- What the exercise asks -
Where does the word "features" occur in the entries below? Copy every line that has it.

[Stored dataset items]
• • • • • • •

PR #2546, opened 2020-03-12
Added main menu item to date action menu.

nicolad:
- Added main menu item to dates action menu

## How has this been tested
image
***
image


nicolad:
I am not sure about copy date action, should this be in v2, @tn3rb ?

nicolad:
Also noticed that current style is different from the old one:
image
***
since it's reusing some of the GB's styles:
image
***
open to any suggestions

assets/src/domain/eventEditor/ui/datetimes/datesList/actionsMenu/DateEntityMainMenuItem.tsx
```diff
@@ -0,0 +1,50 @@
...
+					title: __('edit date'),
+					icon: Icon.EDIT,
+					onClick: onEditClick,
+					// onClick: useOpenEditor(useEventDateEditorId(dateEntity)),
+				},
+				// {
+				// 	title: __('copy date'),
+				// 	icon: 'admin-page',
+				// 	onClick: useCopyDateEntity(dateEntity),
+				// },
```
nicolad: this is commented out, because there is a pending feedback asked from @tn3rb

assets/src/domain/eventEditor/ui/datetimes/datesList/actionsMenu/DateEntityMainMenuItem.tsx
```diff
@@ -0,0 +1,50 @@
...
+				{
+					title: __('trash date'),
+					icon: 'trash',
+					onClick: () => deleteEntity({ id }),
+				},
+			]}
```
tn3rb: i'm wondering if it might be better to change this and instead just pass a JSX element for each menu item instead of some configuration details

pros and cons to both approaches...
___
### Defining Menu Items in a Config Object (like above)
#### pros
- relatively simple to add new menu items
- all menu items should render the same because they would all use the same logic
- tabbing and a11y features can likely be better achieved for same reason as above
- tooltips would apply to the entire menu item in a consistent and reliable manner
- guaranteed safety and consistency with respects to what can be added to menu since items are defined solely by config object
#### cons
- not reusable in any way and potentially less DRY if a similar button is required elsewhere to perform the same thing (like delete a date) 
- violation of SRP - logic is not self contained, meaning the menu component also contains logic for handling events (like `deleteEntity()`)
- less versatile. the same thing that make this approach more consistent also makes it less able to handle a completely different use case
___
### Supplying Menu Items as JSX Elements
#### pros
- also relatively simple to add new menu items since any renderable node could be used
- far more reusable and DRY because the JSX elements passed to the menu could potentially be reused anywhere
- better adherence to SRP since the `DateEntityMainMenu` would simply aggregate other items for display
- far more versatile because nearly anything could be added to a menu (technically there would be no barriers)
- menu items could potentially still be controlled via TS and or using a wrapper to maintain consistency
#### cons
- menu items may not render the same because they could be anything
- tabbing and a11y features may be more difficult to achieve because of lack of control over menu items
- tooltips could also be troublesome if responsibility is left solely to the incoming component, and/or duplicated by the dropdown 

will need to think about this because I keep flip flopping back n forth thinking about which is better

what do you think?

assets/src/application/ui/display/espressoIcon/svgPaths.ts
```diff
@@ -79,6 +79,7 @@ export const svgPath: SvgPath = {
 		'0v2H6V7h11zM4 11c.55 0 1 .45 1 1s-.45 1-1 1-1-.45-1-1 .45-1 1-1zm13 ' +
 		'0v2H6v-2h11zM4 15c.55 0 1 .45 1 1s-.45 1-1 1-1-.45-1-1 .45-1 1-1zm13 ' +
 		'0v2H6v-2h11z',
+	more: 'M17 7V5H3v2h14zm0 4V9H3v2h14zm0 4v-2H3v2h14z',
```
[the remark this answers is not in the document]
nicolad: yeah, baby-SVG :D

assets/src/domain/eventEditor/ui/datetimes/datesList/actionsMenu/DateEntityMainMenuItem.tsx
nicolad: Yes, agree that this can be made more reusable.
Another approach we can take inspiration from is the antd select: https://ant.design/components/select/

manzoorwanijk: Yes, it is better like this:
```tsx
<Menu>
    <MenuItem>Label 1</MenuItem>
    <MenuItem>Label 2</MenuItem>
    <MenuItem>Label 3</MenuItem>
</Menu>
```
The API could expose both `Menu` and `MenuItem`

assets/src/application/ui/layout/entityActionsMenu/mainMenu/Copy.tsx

• • • • • • •

- Response for this exercise -
- tabbing and a11y features can likely be better achieved for same reason as above
- tabbing and a11y features may be more difficult to achieve because of lack of control over menu items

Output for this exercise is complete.